9 Kasım 2015 Pazartesi

4. Kemoterapi Serüvenim ...

Çok zor zamanlar yaşatan 3. kemoterapi kürümden sonra yattığım yerden kalkamadım, kendimi hiç bu kadar kötü, bu kadar ağrılı ve bu kadar çaresiz hissetmemiştim. Tam kendimi toparlamaya başlıyorken 4. kemoterapi günüm geldi çattı. Zaten kendimi o kadar halsiz ve yorgun hissediyordum ki zar zor gittim kan vermeye. Tahlil sonuçlarımı alıp kemoterapi onayımı almaya gittiğimde kanım çok düşük olduğu için kemoterapi alamayacağımı öğrendim. Doktorum yine bütün vücudumu ağrıtan o kan iğnelerinden verdi. İğnelerimi olup gittiğimde kan değerimde yükselme olursa kemoterapi alabilecektim.
 
Her gün iğnelerimi oluyor ve sonrasında dayanılmaz ağrılarımla yüzleşiyordum. İğnelerden kurtulmak kanımı iğnesiz olarak yükseltebilmek için çevremizdeki dostlarımızın kan arttırıcı olarak tavsiye ettiği her şeyi denedim.
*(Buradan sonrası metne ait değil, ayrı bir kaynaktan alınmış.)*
PR #1372, opened 2021-09-30
Revert "Do not try to submit if PR is not mergeable."

christopherfujino:
Reverts flutter/cocoon#1368

Fixes https://github.com/flutter/flutter/issues/91035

Bunların arasında çiğ ve kompostosu yapılmış siyah üzüm, domates ile birlikte sıkılmış havuç suyu,  eczanelerde bulabileceğimiz  söylenen keçiboynuzu özü, pekmez, dalak kısacası kan yapar dedikleri her şeyi aldık ve denedim.
 
Bir hafta sonra tekrar hastaneye gittiğimde kanım her şeye rağmen yine düşük çıktı. Doktorum bunun kanım ile ilgili olabileceğini, bazı insanların kan değerlerinin artışa dirençli olup; ne yaparsanız yapın kolay kolay artmayacağını söyledi ve bu sefer bana bir ünite kan verdi.
 
Doktoruma bir de çok kafama takılan "bazı kemoterapi alan hastaların neden benim kadar ağrısı olmadığını, hatta onların kemoterapiden çıkar çıkmaz sigara içmeye başlayarak normal hayatlarına nasıl dönebildiklerini, benimse neden  bu kadar halsiz olduğumu" sordum. Doktorumun cevabı "sigara içen insanlar içmeyen insanlara nazaran zehire bünyesi aşina olan insanlar ve hiç sigara içmeyen birinin vücudu zehire alışık olmadığı için kemoterapiden daha çok etkilenmesi normal".
 
Böyle bir durum da insan gülmeli mi? yoksa ağlamalı mı? gerçekten bilemiyorum. Bunları duydukça yıllarca sağlıklı beslenmek ve yaşamak adına inandığım ne varsa yerle bir oldu. Tamam biliyorum aslında bu yaşadıklarımız biraz da kader, yani kendinizi ne kadar korursanız koruyun eğer bu hastalığa yakalanmak varsa kaderinizde kaçmanın imkanı yok.
 
Bu nedenledir ki hayata dair  ne varsa aslında ne ile mutlu oluyorsan onu yap, ne yemek istiyorsan onu ye. Çünkü bu hastalık ancak yüksek moral, bol mutluluk ve sıfır stres ile yenilebilir.